Data:
--- START ---

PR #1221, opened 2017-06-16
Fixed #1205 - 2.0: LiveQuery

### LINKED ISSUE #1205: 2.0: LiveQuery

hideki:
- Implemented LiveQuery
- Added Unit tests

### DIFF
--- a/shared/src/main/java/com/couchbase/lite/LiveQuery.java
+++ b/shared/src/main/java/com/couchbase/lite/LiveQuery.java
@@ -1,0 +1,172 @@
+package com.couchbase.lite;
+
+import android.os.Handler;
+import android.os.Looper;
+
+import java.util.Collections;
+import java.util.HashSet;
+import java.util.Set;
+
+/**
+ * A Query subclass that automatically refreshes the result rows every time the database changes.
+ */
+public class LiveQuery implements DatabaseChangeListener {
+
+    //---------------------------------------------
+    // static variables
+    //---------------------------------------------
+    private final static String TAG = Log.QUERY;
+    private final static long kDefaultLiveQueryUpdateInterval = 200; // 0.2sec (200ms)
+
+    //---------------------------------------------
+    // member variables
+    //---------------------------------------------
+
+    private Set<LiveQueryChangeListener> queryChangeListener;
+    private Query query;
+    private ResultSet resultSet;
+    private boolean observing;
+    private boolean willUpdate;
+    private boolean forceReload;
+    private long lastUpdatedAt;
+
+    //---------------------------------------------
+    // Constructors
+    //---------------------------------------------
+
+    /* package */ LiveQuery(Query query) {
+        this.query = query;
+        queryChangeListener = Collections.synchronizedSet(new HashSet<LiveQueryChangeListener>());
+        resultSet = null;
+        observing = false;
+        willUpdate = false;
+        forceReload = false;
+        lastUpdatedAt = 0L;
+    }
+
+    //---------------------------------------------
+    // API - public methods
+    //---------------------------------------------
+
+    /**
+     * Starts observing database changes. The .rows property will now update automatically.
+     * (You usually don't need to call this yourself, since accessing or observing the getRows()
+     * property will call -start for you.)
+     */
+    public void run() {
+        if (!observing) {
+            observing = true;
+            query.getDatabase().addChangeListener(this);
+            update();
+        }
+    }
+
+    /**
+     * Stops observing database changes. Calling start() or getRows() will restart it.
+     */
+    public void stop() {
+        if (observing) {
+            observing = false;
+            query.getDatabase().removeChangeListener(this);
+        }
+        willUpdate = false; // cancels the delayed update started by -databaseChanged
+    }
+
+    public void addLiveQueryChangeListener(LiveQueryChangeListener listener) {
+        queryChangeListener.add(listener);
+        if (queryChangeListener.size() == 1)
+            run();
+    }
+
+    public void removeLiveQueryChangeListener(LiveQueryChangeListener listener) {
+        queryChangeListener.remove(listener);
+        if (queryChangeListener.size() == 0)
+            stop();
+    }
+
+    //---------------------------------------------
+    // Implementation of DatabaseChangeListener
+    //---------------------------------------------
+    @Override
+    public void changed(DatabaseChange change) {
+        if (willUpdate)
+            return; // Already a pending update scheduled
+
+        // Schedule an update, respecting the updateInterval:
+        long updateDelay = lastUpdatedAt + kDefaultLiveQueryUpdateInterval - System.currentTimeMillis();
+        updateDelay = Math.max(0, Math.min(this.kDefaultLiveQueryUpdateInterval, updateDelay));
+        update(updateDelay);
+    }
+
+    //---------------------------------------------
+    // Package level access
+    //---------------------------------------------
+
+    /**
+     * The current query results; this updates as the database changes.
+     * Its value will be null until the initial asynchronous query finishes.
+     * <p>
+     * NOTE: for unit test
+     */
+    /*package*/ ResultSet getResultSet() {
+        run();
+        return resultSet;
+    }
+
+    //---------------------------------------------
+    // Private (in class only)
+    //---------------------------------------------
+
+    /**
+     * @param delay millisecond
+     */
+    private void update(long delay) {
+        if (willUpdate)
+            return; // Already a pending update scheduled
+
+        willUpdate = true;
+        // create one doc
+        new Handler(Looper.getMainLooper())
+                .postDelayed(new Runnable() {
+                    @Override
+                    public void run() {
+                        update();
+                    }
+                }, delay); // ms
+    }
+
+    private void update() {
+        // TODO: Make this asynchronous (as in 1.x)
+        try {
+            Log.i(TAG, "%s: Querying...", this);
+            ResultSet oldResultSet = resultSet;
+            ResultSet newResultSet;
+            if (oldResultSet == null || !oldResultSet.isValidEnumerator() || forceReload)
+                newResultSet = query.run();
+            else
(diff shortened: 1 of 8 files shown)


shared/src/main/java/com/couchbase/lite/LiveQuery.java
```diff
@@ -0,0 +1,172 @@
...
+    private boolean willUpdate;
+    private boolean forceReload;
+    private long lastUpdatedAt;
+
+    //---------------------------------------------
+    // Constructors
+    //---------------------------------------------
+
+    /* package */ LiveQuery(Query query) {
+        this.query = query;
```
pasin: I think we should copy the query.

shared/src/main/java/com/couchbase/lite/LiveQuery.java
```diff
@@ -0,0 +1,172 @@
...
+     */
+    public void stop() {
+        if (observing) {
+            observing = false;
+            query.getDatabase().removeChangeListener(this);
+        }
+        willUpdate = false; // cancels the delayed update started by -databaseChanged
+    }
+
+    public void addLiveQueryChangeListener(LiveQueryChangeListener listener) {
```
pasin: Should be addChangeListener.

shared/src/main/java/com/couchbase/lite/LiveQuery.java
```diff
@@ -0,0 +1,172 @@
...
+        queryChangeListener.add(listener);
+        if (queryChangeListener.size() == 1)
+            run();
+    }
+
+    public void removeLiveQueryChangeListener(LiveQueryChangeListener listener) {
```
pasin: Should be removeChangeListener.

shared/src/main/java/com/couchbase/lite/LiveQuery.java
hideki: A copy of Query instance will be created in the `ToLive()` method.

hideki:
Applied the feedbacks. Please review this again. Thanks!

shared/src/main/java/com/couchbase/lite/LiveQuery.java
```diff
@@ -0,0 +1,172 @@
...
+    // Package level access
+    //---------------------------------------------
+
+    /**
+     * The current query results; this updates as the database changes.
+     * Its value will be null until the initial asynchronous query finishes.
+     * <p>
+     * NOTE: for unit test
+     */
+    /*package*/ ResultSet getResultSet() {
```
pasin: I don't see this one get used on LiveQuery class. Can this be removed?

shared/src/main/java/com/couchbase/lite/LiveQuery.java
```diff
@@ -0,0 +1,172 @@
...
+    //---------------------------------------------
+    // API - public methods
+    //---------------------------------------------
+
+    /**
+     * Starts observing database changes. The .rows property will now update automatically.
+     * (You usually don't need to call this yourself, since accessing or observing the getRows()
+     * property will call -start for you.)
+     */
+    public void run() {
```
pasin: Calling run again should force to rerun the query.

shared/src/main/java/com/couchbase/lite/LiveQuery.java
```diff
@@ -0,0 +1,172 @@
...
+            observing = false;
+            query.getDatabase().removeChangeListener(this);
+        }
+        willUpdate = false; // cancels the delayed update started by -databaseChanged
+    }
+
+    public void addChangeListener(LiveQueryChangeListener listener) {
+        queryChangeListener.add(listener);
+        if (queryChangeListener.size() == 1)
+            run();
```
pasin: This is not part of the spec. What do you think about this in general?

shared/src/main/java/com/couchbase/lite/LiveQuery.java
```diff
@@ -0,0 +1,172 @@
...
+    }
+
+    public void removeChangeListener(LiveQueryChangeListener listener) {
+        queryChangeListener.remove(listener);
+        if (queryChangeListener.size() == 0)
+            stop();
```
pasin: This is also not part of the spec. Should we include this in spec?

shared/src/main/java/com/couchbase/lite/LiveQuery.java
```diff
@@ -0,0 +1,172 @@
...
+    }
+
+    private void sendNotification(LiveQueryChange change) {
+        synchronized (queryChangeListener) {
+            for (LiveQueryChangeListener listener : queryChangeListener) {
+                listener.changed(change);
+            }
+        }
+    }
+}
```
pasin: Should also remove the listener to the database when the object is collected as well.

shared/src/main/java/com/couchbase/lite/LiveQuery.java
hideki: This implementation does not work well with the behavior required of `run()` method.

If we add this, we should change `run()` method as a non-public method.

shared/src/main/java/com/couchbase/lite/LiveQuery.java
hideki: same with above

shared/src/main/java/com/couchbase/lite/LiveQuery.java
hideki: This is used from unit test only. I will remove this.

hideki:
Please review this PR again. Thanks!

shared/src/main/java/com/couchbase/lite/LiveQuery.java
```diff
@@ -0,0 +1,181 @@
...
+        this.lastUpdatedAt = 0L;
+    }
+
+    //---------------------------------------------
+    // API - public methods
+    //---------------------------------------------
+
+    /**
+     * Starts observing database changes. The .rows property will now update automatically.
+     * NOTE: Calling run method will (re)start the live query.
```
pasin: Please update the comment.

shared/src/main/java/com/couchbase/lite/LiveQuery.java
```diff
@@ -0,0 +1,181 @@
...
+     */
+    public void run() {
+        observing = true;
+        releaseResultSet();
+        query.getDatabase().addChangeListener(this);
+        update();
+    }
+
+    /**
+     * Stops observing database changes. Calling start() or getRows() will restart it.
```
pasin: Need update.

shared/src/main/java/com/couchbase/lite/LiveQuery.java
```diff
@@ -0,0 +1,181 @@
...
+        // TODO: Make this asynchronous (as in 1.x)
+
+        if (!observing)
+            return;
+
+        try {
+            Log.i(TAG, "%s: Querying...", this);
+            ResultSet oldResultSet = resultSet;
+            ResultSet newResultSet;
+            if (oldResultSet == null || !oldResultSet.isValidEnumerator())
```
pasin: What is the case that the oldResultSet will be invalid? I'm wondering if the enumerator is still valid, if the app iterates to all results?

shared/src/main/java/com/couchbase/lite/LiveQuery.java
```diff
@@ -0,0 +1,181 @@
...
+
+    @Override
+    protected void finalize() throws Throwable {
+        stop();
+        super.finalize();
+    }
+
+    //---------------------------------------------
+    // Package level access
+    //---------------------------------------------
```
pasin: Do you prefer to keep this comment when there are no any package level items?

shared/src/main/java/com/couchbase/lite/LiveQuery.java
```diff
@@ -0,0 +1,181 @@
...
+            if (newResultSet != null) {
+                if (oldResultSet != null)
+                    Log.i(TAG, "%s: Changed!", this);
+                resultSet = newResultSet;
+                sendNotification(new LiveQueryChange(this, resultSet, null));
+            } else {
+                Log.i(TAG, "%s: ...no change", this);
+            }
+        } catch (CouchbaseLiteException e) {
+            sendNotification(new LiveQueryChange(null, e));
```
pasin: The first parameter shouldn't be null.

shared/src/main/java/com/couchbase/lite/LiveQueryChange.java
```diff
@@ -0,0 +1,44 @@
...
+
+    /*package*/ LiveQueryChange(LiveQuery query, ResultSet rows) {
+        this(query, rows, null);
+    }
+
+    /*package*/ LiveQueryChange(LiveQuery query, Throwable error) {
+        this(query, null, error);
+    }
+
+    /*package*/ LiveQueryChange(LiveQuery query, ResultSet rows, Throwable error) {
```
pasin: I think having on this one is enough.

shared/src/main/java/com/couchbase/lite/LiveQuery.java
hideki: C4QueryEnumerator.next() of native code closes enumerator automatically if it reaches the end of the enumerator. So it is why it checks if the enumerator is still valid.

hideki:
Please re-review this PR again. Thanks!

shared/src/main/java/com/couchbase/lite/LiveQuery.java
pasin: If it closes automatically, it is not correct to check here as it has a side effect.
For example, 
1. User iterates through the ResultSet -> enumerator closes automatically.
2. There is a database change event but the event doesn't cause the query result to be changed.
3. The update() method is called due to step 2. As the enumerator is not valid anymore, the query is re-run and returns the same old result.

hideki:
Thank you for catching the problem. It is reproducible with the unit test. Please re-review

--- END ---

Requirement: Bring together all lines from the listing that contain the word "android".

Result:
+import android.os.Handler;
+import android.os.Looper;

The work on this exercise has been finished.